#### [Stored data entries]
# # # # #
PR #278, opened 2020-09-21
Refactors Airtable cache to refresh cache before expires

aaronschachter:
### What's this PR do?

This pull request refactors the Airtable cache to use the Catbox Policy's `generateFunc` and `staleIn` options to re-validate the cache before it expires, per @DFurnes's suggestion in [Slack](https://dosomething.slack.com/archives/CUQMU4Q6B/p1600372937016400?thread_ts=1600365197.008800&cid=CUQMU4Q6B). See "background context" section for more info.

It also refactors our cache constructor accordingly to expect an Object parameter of Policy options, instead of only a single `expiresIn` Number parameter.

The best way to test this is testing the queries we cache, e.g. Gambit entries, Phoenix / embed entries.

I manually tested continuously requesting the `locationVotingInformation` query to verify that a 2nd API request is only made after a minute, e.g.:
```
{
  locationVotingInformation(location:"US-NY") {
    location
    earlyVotingStarts
    earlyVotingEnds
    voterRegistrationDeadline
    absenteeBallotRequestDeadline
    absenteeBallotReturnDeadline
    absenteeBallotReturnDeadlineType
  }
```

This should hopefully fix the influx of GraphQL errors we saw during last week's SMS broadcast:  
```
Cannot read property 'forEach' of undefined
```

Per Slack thread, my suspicion is that multiple Gambit requests are being made to the Airtable API when the cache expires, causing us to hit the API limit. Because we didn't throw an error if one is caught, it'd make sense that Gambit wouldn't error out but that GraphQL would log the warnings with this exception.

We do want the Gambit request to fail if we're unable to access the Airtable data -- as we wouldn't want to send users broadcast messages with empty tags, e.g. "Early voting starts on and ends on ." vs "Early voting starts on Wed 9/29 and ends on Fri 10/13"

### Relevant tickets

References [Pivotal #174179474](https://www.pivotaltracker.com/story/show/174179474).

### Checklist

### DIFF
--- a/src/repositories/airtable.js
+++ b/src/repositories/airtable.js
@@ -75,10 +75,7 @@ const fetchVotingInformationRecordsByLocation = async () => {
       const { id, fields } = record;
       const location = `US-${fields.State}`;
 
-      result[location] = assign(
-        { id, location },
-        omit(fields, 'State'),
-      );
+      result[location] = assign({ id, location }, omit(fields, 'State'));
     });
 
     return result;
--- a/src/repositories/airtable.js
+++ b/src/repositories/airtable.js
@@ -90,8 +90,6 @@ const fetchVotingInformationRecordsByLocation = async () => {
 
     throw exception;
   }
-
-  return null;
 };
 
 /**
@@ -104,7 +102,7 @@ const cache = new Cache('airtable', {
   expiresIn: 2 * ONE_MINUTE,
   staleIn: ONE_MINUTE,
   generateFunc: async () => {
-    return await fetchVotingInformationRecordsByLocation();
+    return fetchVotingInformationRecordsByLocation();
   },
   generateTimeout: ONE_MINUTE,
   staleTimeout: ONE_MINUTE / 2,
--- a/src/repositories/airtable.js
+++ b/src/repositories/airtable.js
@@ -100,8 +100,15 @@ const cache = new Cache('airtable', {
   generateFunc: async () => {
     return fetchVotingInformationRecordsByLocation();
   },
-  generateTimeout: ONE_MINUTE,
-  staleTimeout: ONE_MINUTE / 2,
+  /**
+   * Wait 10 seconds for our generateFunc to timeout before throwing an error.
+   * This should be shorter than our Lambda/API Gateway timeout (15 seconds) so that we can handle
+   * this error in code (rather than letting the Lambda itself time out).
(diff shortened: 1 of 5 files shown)


src/repositories/airtable.js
# # # # #
#### [EXERCISE BRIEF]
Make a verbatim copy of every entry shown above.

#### [TASK RESULT]
PR #278, opened 2020-09-21
Refactors Airtable cache to refresh cache before expires

aaronschachter:
### What's this PR do?

This pull request refactors the Airtable cache to use the Catbox Policy's `generateFunc` and `staleIn` options to re-validate the cache before it expires, per @DFurnes's suggestion in [Slack](https://dosomething.slack.com/archives/CUQMU4Q6B/p1600372937016400?thread_ts=1600365197.008800&cid=CUQMU4Q6B). See "background context" section for more info.

It also refactors our cache constructor accordingly to expect an Object parameter of Policy options, instead of only a single `expiresIn` Number parameter.

The best way to test this is testing the queries we cache, e.g. Gambit entries, Phoenix / embed entries.

I manually tested continuously requesting the `locationVotingInformation` query to verify that a 2nd API request is only made after a minute, e.g.:
```
{
  locationVotingInformation(location:"US-NY") {
    location
    earlyVotingStarts
    earlyVotingEnds
    voterRegistrationDeadline
    absenteeBallotRequestDeadline
    absenteeBallotReturnDeadline
    absenteeBallotReturnDeadlineType
  }
```

This should hopefully fix the influx of GraphQL errors we saw during last week's SMS broadcast:  
```
Cannot read property 'forEach' of undefined
```

Per Slack thread, my suspicion is that multiple Gambit requests are being made to the Airtable API when the cache expires, causing us to hit the API limit. Because we didn't throw an error if one is caught, it'd make sense that Gambit wouldn't error out but that GraphQL would log the warnings with this exception.

We do want the Gambit request to fail if we're unable to access the Airtable data -- as we wouldn't want to send users broadcast messages with empty tags, e.g. "Early voting starts on and ends on ." vs "Early voting starts on Wed 9/29 and ends on Fri 10/13"

### Relevant tickets

References [Pivotal #174179474](https://www.pivotaltracker.com/story/show/174179474).

### Checklist

### DIFF
--- a/src/repositories/airtable.js
+++ b/src/repositories/airtable.js
@@ -75,10 +75,7 @@ const fetchVotingInformationRecordsByLocation = async () => {
       const { id, fields } = record;
       const location = `US-${fields.State}`;
 
-      result[location] = assign(
-        { id, location },
-        omit(fields, 'State'),
-      );
+      result[location] = assign({ id, location }, omit(fields, 'State'));
     });
 
     return result;
--- a/src/repositories/airtable.js
+++ b/src/repositories/airtable.js
@@ -90,8 +90,6 @@ const fetchVotingInformationRecordsByLocation = async () => {
 
     throw exception;
   }
-
-  return null;
 };
 
 /**
@@ -104,7 +102,7 @@ const cache = new Cache('airtable', {
   expiresIn: 2 * ONE_MINUTE,
   staleIn: ONE_MINUTE,
   generateFunc: async () => {
-    return await fetchVotingInformationRecordsByLocation();
+    return fetchVotingInformationRecordsByLocation();
   },
   generateTimeout: ONE_MINUTE,
   staleTimeout: ONE_MINUTE / 2,
--- a/src/repositories/airtable.js
+++ b/src/repositories/airtable.js
@@ -100,8 +100,15 @@ const cache = new Cache('airtable', {
   generateFunc: async () => {
     return fetchVotingInformationRecordsByLocation();
   },
-  generateTimeout: ONE_MINUTE,
-  staleTimeout: ONE_MINUTE / 2,
+  /**
+   * Wait 10 seconds for our generateFunc to timeout before throwing an error.
+   * This should be shorter than our Lambda/API Gateway timeout (15 seconds) so that we can handle
+   * this error in code (rather than letting the Lambda itself time out).
(diff shortened: 1 of 5 files shown)


src/repositories/airtable.js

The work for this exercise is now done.